Chilean politician (1916–1975)

Bernardino Segundo Guerra Cofré (21 March 1916 – 21 December 1975) was a Chilean commercial engineer and politician who served as deputy.

He studied at the Commercial Institute of Arica and later completed several correspondence courses with the University of Chile, obtaining the title of Commercial Engineer in 1941.

He began his professional career as an employee of the State Railways (1936–1957) and later with the Arica–La Paz Railway (1957–1963). In this profession, he assumed trade union leadership among railway workers and employees. He became president of the Railway Employees’ Association and, in 1968, served as Secretary of Labor Conflicts of the CUT in Arica.

==Biography==
He soon joined the Liberal Party, eventually becoming its president in Barros Arana. In 1956 he served as councilman (regidor) of Arica. The northern liberals put him forward as a candidate for Deputy representing Arica, Iquique, and Pisagua, and he was elected for the 1957–1961 term. During this period, he sat on the permanent commissions of Mining and Industry, Economy and Commerce, Finance and Public Works, Interior Government, Colonization, Agriculture, Labor and Social Security, and National Defense.

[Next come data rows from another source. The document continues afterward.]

PR #139, opened 2020-08-01
[SOFT 214] data_tx solar module

shahhet14:
Created module that will get data from data_store and tx it into CAN.

Also includes codegen files.


projects/solar/src/test_data_tx.c
```diff
@@ -0,0 +1,93 @@
...
+static CanMessage s_can_msg;    // variable used to hold can msgs and verify values
+
+bool TEST_MOCK(data_store_get_is_set)(DataPoint data_point, bool *is_set) {
+  return changeable_is_set;
+}
+
+StatusCode TEST_MOCK(data_store_get)(DataPoint data_point, uint32_t *value) {
+  *value = data_point;
+  return STATUS_CODE_OK;
+}
```
copperium, line 27: I'd prefer if you didn't mock the `data_store` functions and instead used the actual data store in the test. That way we keep mocks to a minimum and the test is less flimsy (e.g. the current implementation of `data_store_get_is_set` won't work because you have to assign to `is_set` and the function should return a `StatusCode`). Then to set all the data points you can just loop through and set them all (you may want a helper function for doing this).

Also for future reference, if you use mocks in a test you have to add the test to the project's `rules.mk` file, there are examples in `solar/rules.mk`.

projects/solar/src/test_data_tx.c
```diff
@@ -0,0 +1,93 @@
...
+#include "interrupt.h"
+#include "log.h"
+#include "ms_test_helpers.h"
+#include "soft_timer.h"
+#include "solar_events.h"
+#include "test_helpers.h"
+#include "unity.h"
+
+int count = -1;                 // count of can msgs sent, incremented in rx_handler
+bool changeable_is_set = true;  // value that tells data_tx if data points are set
```
copperium, line 17: These should be static and prefixed with `s_`. I'm also not too big a fan of the comments, I'd prefer more descriptive names like e.g. `can_msg_count` instead of the comment describing what the variable does (unless it's more complex).

projects/solar/src/test_data_tx.c
```diff
@@ -0,0 +1,93 @@
...
+bool TEST_MOCK(data_store_get_is_set)(DataPoint data_point, bool *is_set) {
+  return changeable_is_set;
+}
+
+StatusCode TEST_MOCK(data_store_get)(DataPoint data_point, uint32_t *value) {
+  *value = data_point;
+  return STATUS_CODE_OK;
+}
+
+typedef enum { TEST_DATA_TX_EVENT_CAN_TX = 0, TEST_DATA_TX_EVENT_CAN_RX } TestDataTxEvent;
```
copperium, line 29: To prevent clang-format from putting your enums (or structs/unions) on one line, you can put `//` after each line, like
```c
typedef enum {
  TEST_DATA_TX_EVENT_CAN_TX = 0,  //
  TEST_DATA_TX_EVENT_CAN_RX,      //
} TestDataTxEvent;
```
`make format` will automatically align the comments for you.

Also, this should have a `TEST_DATA_TX_EVENT_CAN_FAULT` member for the fault CAN event that the settings needs, and it should end with a `NUM_TEST_DATA_TX_CAN_EVENTS` member.

projects/solar/src/test_data_tx.c
```diff
@@ -0,0 +1,93 @@
...
+static CanStorage s_can_storage = { 0 };
+static CanSettings s_can_settings = {
+  .device_id = SYSTEM_CAN_DEVICE_SOLAR,
+  .bitrate = CAN_HW_BITRATE_500KBPS,
+  .rx_event = TEST_DATA_TX_EVENT_CAN_RX,
+  .tx_event = TEST_DATA_TX_EVENT_CAN_TX,
+  .tx = { GPIO_PORT_A, 12 },
+  .rx = { GPIO_PORT_A, 11 },
+  .loopback = true,
+};
```
copperium, line 40: This needs a `.fault_event = TEST_DATA_TX_EVENT_CAN_FAULT` after you've added that event. (Also, it could be a local variable in `setup_test`, but that's your call.)

projects/solar/src/test_data_tx.c
```diff
@@ -0,0 +1,93 @@
...
+}
+
+void teardown_test(void) {}
+
+// raise DataReadyEvent and data_tx will tx all data points into CAN, verify can message values and
+// count
+void test_data_tx(void) {
+  event_raise(DATA_READY_EVENT, 0);
+  Event e = { 0 };
+  MS_TEST_HELPER_AWAIT_EVENT(e);
```
copperium, line 68: You don't have to raise and capture the event, you can just do `Event e = { .id = DATA_READY_EVENT };` and pass that to `data_tx_process_event`.

projects/solar/src/test_data_tx.c
```diff
@@ -0,0 +1,93 @@
...
+  }
+}
+
+// ensure no can messages are sent when data points are not set
+void test_data_tx_no_values_set(void) {
+  count = 0;
+  changeable_is_set = false;
+  event_raise(DATA_READY_EVENT, 0);
+  Event e = { 0 };
+  MS_TEST_HELPER_AWAIT_EVENT(e);
```
copperium, line 86: Same as previous.

projects/solar/src/test_data_tx.c
copperium: Also, `count` should be a fixed-width type, probably `uint16_t`.

projects/solar/src/test_data_tx.c
```diff
@@ -0,0 +1,93 @@
...
+  .device_id = SYSTEM_CAN_DEVICE_SOLAR,
+  .bitrate = CAN_HW_BITRATE_500KBPS,
+  .rx_event = TEST_DATA_TX_EVENT_CAN_RX,
+  .tx_event = TEST_DATA_TX_EVENT_CAN_TX,
+  .tx = { GPIO_PORT_A, 12 },
+  .rx = { GPIO_PORT_A, 11 },
+  .loopback = true,
+};
+
+StatusCode prv_test_data_tx_callback_handler(const CanMessage *msg, void *context,
```
copperium, line 42: Missing `static`.

projects/solar/src/test_data_tx.c
```diff
@@ -0,0 +1,93 @@
...
+
+void teardown_test(void) {}
+
+// raise DataReadyEvent and data_tx will tx all data points into CAN, verify can message values and
+// count
+void test_data_tx(void) {
+  event_raise(DATA_READY_EVENT, 0);
+  Event e = { 0 };
+  MS_TEST_HELPER_AWAIT_EVENT(e);
+  TEST_ASSERT_EQUAL(changeable_is_set, true);
```
copperium, line 69: Like I said before I'd prefer if you used the data store module itself instead of the mocks, so you won't have to fiddle around with `changeable_is_set`. Instead, you should give a value to all the data points here.

projects/solar/src/test_data_tx.c
```diff
@@ -0,0 +1,93 @@
...
+  data_tx_process_event(&e);
+
+  for (int can_msg = 0; can_msg < NUM_DATA_POINTS; can_msg++) {
```
copperium, line 72: Use `uint16_t` or another fixed-width type instead of `int` (`int` and friends change size between STM32 and x86)

projects/solar/src/test_data_tx.c
```diff
@@ -0,0 +1,93 @@
...
+void setup_test(void) {
+  gpio_init();
+  interrupt_init();
+  soft_timer_init();
+  event_queue_init();
+  TEST_ASSERT_OK(can_init(&s_can_storage, &s_can_settings));
+
+  TEST_ASSERT_OK(can_register_rx_handler(SYSTEM_CAN_MESSAGE_SOLAR_DATA,
+                                         prv_test_data_tx_callback_handler, NULL));
+}
```
copperium, line 59: You should reset `count` in `setup_test` instead of relying on the order of test execution.

projects/solar/src/test_data_tx.c
```diff
@@ -0,0 +1,93 @@
...
+
+// ensure no can messages are sent when data points are not set
+void test_data_tx_no_values_set(void) {
+  count = 0;
+  changeable_is_set = false;
+  event_raise(DATA_READY_EVENT, 0);
+  Event e = { 0 };
+  MS_TEST_HELPER_AWAIT_EVENT(e);
+  TEST_ASSERT_EQUAL(changeable_is_set, false);
+  TEST_ASSERT_EQUAL(count, 0);
```
copperium, line 88: I'm not sure why you're checking this, didn't you just set `count` and `changeable_is_set`?

projects/solar/src/data_tx.c
```diff
@@ -0,0 +1,28 @@
...
+    if (data_is_set) {
+      data_store_get(data_point, &data_value);
+      CAN_TRANSMIT_SOLAR_DATA((uint32_t)data_point, (uint32_t)data_value);
+    }
+  }
+}
+
+// if DataReady event is recieved, will call function to tx solar data
+void data_tx_process_event(Event *e) {
+  if (e->id == DATA_READY_EVENT) {
```
copperium, line 25: I might add a null check just so that we don't segfault if someone passes in `NULL`

projects/solar/src/test_data_tx.c
```diff
@@ -0,0 +1,93 @@
...
+  data_tx_process_event(&e);
+
+  MS_TEST_HELPER_ASSERT_NO_EVENT_RAISED();
+  TEST_ASSERT_EQUAL(count, 0);
+}
```
copperium, line 93: Other things you could test:
* passing in `NULL` for the event
* passing in an event other than `DATA_READY_EVENT`, should do nothing
* if you change `data_tx_process_event` to return `bool`, add tests (or add to existing tests) to make sure the return value is working properly

shahhet14:
Redesigned the data_tx module to periodically tx data using soft timers to prevent the exhaustion of the CAN queue

shahhet14:
Redesigned the data_tx module to make the wait time between tx iterations and messages per tx iteration customizable. Data_tx now keeps tracks of messages txed using a local variable that is passed between iterations.

projects/solar/test/test_data_tx.c
```diff
@@ -0,0 +1,120 @@
...
+  }
+}
+
+static void prv_process_can_events(SoftTimerId timer_id, void *context) {
+  for (uint16_t msg = 0; msg < s_data_tx_settings.msgs_per_tx_iteration; msg++) {
+    MS_TEST_HELPER_CAN_TX(SOLAR_CAN_EVENT_TX);
+  }
+  for (uint16_t msg = 0; msg < s_data_tx_settings.msgs_per_tx_iteration; msg++) {
+    MS_TEST_HELPER_CAN_RX(SOLAR_CAN_EVENT_RX);
+  }
```
copperium, line 62: This will break if `NUM_DATA_POINTS` isn't a multiple of `msgs_per_tx_iteration`. If this ever occurs, the last `prv_process_can_events` call will try to process more TX events than there were TXes, and this will fail because `MS_TEST_HELPER_CAN_TX` will choke on the first RX event after the TX events.

To fix this, I'd set a variable at the top of the function to `MIN(s_data_tx_settings.msgs_per_tx_iteration, NUM_DATA_POINTS - s_can_msg_count)` and use that instead so that it won't try to process more TX events than are raised. (Note that the `MIN` macro is defined in misc.h.)

Even though we're keeping `msgs_per_tx_iteration` at 1 for now pending the x86 CAN bug, we'll likely increase it in the future.

projects/solar/test/test_data_tx.c
```diff
@@ -0,0 +1,120 @@
...
+  s_num_callbacks++;
+  if (s_can_msg_count < NUM_DATA_POINTS)
+    TEST_ASSERT_OK(soft_timer_start_millis(s_data_tx_settings.wait_between_tx_in_millis,
+                                           prv_process_can_events, NULL, NULL));
```
copperium, line 66: Please use curly brackets even around single line statements!

projects/solar/test/test_data_tx.c
```diff
@@ -0,0 +1,120 @@
...
+// expected order
+void test_data_tx(void) {
+  prv_test_data_tx_set_data_values();
+  Event e = { .id = DATA_READY_EVENT };
+  TEST_ASSERT(data_tx_process_event(&e));
+
+  prv_process_can_events(SOFT_TIMER_INVALID_TIMER, NULL);
+  int32_t delay_time = (NUM_DATA_POINTS / (int32_t)s_data_tx_settings.msgs_per_tx_iteration + 1) *
+                       (int32_t)s_data_tx_settings.wait_between_tx_in_millis;
+  delay_ms((uint32_t)delay_time);
```
copperium, line 111: Why all the casts with `int32_t`? If it's because `NUM_DATA_POINTS` is signed, I'd prefer you cast it instead, and if it's to widen everything to 32 bits I'd prefer you cast to `uint32_t` instead. Not a super big deal though.

projects/solar/inc/data_tx.h
```diff
@@ -0,0 +1,16 @@
+#pragma once
+
+// Recieves a DataReadyEvent
+// Takes data from data_store and tx each data point in a CAN message
+// Requires CAN, event_queue, soft_timers, interrupts and the data store to be initiallized
```
copperium, line 5: Couple of minor typos: `Recieves => Receives`, `initiallized => initialized`.

copperium (changes requested):
The only thing really blocking merging this is the point about the possible case where the test could fail. Everything else is super minor, if you address the couple of points we can get this merged!

shahhet14:
Fixed `prv_process_can_events ` so it doesnt fail when `NUM_DATA_POINTS` is not a multiple of `msgs_per_tx_iteration`. Also fixed the other minor errors.

copperium (approved):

He participated in the Special Commission on Telephones in 1959 and the Special Commission on Nitrate in 1961. He was also a member of the Investigative Commission into the events that occurred at the State Railways Workshop in San Bernardo in 1958.

In 1961 he was re-elected Deputy for the 1961–1965 term, serving on the Commissions of Economy, Commerce, Roads and Public Works, Housing, and Mining and Industry. In his capacity as Deputy, he traveled to Paraguay as part of a delegation led by Senator Edgardo Barrueto.

Away from Congress during the 1965–1969 term, he dedicated himself to social activities, serving as vice president of the Arica Football Association and honorary president of several mutual aid and sports institutions in Iquique.

He took part in the founding of the National Party in 1966, created through the merger of liberals and conservatives. He returned to the Chamber of Deputies for the 1969–1973 term, representing the same departmental grouping, and was a member of the Commissions on Economy, Commerce, Housing, and Urban Development.